= Riccardo Bartoloni =

Italian prelate

Riccardo Bartoloni (12 July 1885 – 11 October 1933) was an Italian prelate of the Catholic Church who served in the diplomatic service of the Holy See from 1918 to 1933.

==Biography==
Riccardo Bartoloni was born on 12 July 1885 in Scarperia e San Piero in Florence, Italy. He earned degrees in theology, philosophy, and canon law, and he was ordained a priest on 12 August 1909. He was for a time the choir director at the Cathedral in Florence and championed the music of Lorenzo Perosi, not only there but while representing the Holy See abroad as a diplomat. He played a crucial role in launching the career of the Venezuelan composer Juan Bautista Plaza.
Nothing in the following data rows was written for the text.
PR #43, opened 2018-11-30
CodeReview of 8 from 0

PietroPrandini:
From the code I've written, for this code review I've chosen to propose to you only the TextExtractor.java because it has a core functionality for the app.
There are many comments and links for supporting the review.
I hope you can review easily this code, if not, I'm here.
Have a good review.

### DIFF
--- a/app/src/main/java/unipd/se18/ocrcamera/TextExtractor.java
+++ b/app/src/main/java/unipd/se18/ocrcamera/TextExtractor.java
@@ -1,0 +1,240 @@
+package unipd.se18.ocrcamera;
+
+import android.graphics.Bitmap;
+import android.util.Log;
+import com.google.android.gms.tasks.OnSuccessListener;
+import com.google.android.gms.tasks.Task;
+import com.google.firebase.ml.vision.FirebaseVision;
+import com.google.firebase.ml.vision.common.FirebaseVisionImage;
+import com.google.firebase.ml.vision.text.FirebaseVisionText;
+import com.google.firebase.ml.vision.text.FirebaseVisionTextRecognizer;
+
+import java.util.ArrayList;
+import java.util.Collections;
+import java.util.Comparator;
+import java.util.List;
+import java.util.Objects;
+import java.util.concurrent.CountDownLatch;
+
+/**
+ * Class that implements the common OCR interface for retrieving text from a Bitmap image.
+ * This class uses ml-kit provided by Firebase.
+ * More details at: {@link FirebaseVisionText}.
+ * @see <a href="https://firebase.google.com/docs/ml-kit/android/recognize-text">
+ *     ml-kit, recognize text</a>
+ * @author Pietro Prandini (g2)
+ */
+public class TextExtractor implements OCRInterface {
+    /**
+     * String used for the logs of this class.
+     */
+    private final String TAG = "TextExtractor";
+
+    /*
+    The next four int are used for recognizing the position of the FirebaseVisionText Objects.
+    They could be useful for sorting the blocks or for an automatic recognition
+    of the ingredients text block.
+     */
+
+    /**
+     * Index of the point on the top-left position.
+     * More details at:
+     * {@link FirebaseVisionText.TextBlock#getCornerPoints()},
+     * {@link FirebaseVisionText.Line#getCornerPoints()}
+     * or {@link FirebaseVisionText.Element#getCornerPoints()}.
+     */
+    private final int TOP_LEFT = 0;
+
+    /**
+     * Index of the point on the top-right position.
+     * More details at:
+     * {@link FirebaseVisionText.TextBlock#getCornerPoints()},
+     * {@link FirebaseVisionText.Line#getCornerPoints()}
+     * or {@link FirebaseVisionText.Element#getCornerPoints()}.
+     */
+    private final int TOP_RIGHT = 1;
+
+    /**
+     * Index of the point on the bottom-left position
+     * More details at:
+     * {@link FirebaseVisionText.TextBlock#getCornerPoints()},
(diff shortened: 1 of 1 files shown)


app/src/main/java/unipd/se18/ocrcamera/TextExtractor.java
```diff
@@ -0,0 +1,240 @@
...
+        FirebaseVisionTextRecognizer textRecognizer =
+                FirebaseVision.getInstance().getOnDeviceTextRecognizer();
+
+        /*
+        The standard java Semaphore is not used because it's not work properly
+        with the Task<FirebaseVisionText>.
+         */
+
+        // Instantiates the CountDownLatch used for synchronizing the extraction
+        final CountDownLatch extraction = new CountDownLatch(1); // Luca Moroldo (g3)
```
Giofasan: I know you did not write this line of code.
However I advise you not to use magic numbers, but create a variable [x = 1] and use this variable instead of the number [CountDownLatch (x)]

app/src/main/java/unipd/se18/ocrcamera/TextExtractor.java
```diff
@@ -0,0 +1,240 @@
...
+     * Sorts the blocks recognized
+     * More details at: {@link FirebaseVisionText.TextBlock#getTextBlocks()}.
+     * @param OCRResult FirebaseVisionText object produced by an OCR recognition
+     * @return An ArrayList of FirebaseVisionText sorted
+     * @author Pietro Prandini (g2)
+     */
+    private ArrayList<FirebaseVisionText.TextBlock> sortBlocks(FirebaseVisionText OCRResult) {
+        ArrayList<FirebaseVisionText.TextBlock> OCRBlocks =
+                new ArrayList<>(OCRResult.getTextBlocks());
+        OCRBlocks = sortBlocksY(OCRBlocks);
```
Giofasan, line 187: I do not understand what sortBlocksY does

app/src/main/java/unipd/se18/ocrcamera/TextExtractor.java
```diff
@@ -0,0 +1,240 @@
...
+    sortBlocksY(ArrayList<FirebaseVisionText.TextBlock> OCRBlocks) {
+        // Comparator for ordering the blocks by the y axis
+        Comparator<FirebaseVisionText.TextBlock> mYComparator =
+                new Comparator<FirebaseVisionText.TextBlock>() {
+            @Override
+            public int compare(FirebaseVisionText.TextBlock o1, FirebaseVisionText.TextBlock o2) {
+                int o1TopLeftY = Objects.requireNonNull(o1.getCornerPoints())[TOP_LEFT].y;
+                int o2TopLeftY = Objects.requireNonNull(o2.getCornerPoints())[TOP_LEFT].y;
+                return Integer.compare(o1TopLeftY,o2TopLeftY);
+            }
```
Giofasan, line 209: I do not understand why you compare only the blocks on the top left. Would not it be better to compare all blocks?

app/src/main/java/unipd/se18/ocrcamera/TextExtractor.java
```diff
@@ -0,0 +1,240 @@
...
+        };
+        // Sorts the blocks
+        Collections.sort(OCRBlocks, mYComparator);
+        return OCRBlocks;
+    }
+}
```
Giofasan, line 215: Good comments and also well organized.
But I advise you not to exaggerate with the comments, as in the case of the variables TOP_LEFT, TOP_RIGHT etc. that you repeated the same comment for all four variables.

app/src/main/java/unipd/se18/ocrcamera/TextExtractor.java
PrandiniUniPD: Thanks, I'll firstly put that number in a variable as you suggested.

app/src/main/java/unipd/se18/ocrcamera/TextExtractor.java
PrandiniUniPD: To understand the functionality of that method we have to see the javadoc comments of that method, but I could write that javadoc better than this version.
Basically it prepares an ArrayList of the blocks of the text sorted from the block at the top to the block at the bottom.
Thanks for this comment, I'll add a comment before this statement and I'll write better the javadoc comments of the method sortBlocksY.

app/src/main/java/unipd/se18/ocrcamera/TextExtractor.java
PrandiniUniPD: This is a comparator, I've put a link about that in the javadoc comment.
The real sorting process is at line 237 when the statement `Collections.sort(OCRBlocks, mYComparator)` puts in the ArrayList named OCRBlocks the blocks of the text and use the rule of mYComparator for sorting every block comparing every block with that rule.
I've chosen the TOP_LEFT.y of every block to compares the heights of the text in order to sort the blocks from top to bottom. Is it clear now? Could I make some comments to explain that better than now?
Thanks in advance.

app/src/main/java/unipd/se18/ocrcamera/TextExtractor.java
PrandiniUniPD: Thanks for reviewing, I'll propose you another version with your suggestions soon.

PrandiniUniPD:
Now is it good for you?
Thanks in advance.

app/src/main/java/unipd/se18/ocrcamera/TextExtractor.java
Giofasan: Yes thanks. Now with this explanation it is clearer

Giofasan:
Now it's much better than before. Good job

He worked in the nunciature in Venezuela from 1918 to 1922, and then from 1922 to 1928 in the offices of the Secretariat of State in Rome.

On 30 April 1928, Pope Pius XI named him titular archbishop of Laodicea in Syria and Apostolic Internuncio to Lithuania. He became the Nuncio on 9 November 1928. He received his episcopal consecration on 27 May 1928 from Cardinal Pietro Gasparri in the Basilica of San Lorenzo in Lucina. He supported the local clergy's struggle to protect the independence of the lay Catholic organization Catholic Action from government control. For this he was declared persona non grata and expelled from the country in the summer of 1931.

On 9 April 1933, Pope Pius appointed him Apostolic Delegate to Egypt, Arabia, Eritrea, and Ethiopia.

He died in Jerusalem on 11 October 1933 at the age of 48, following an operation for acute appendicitis.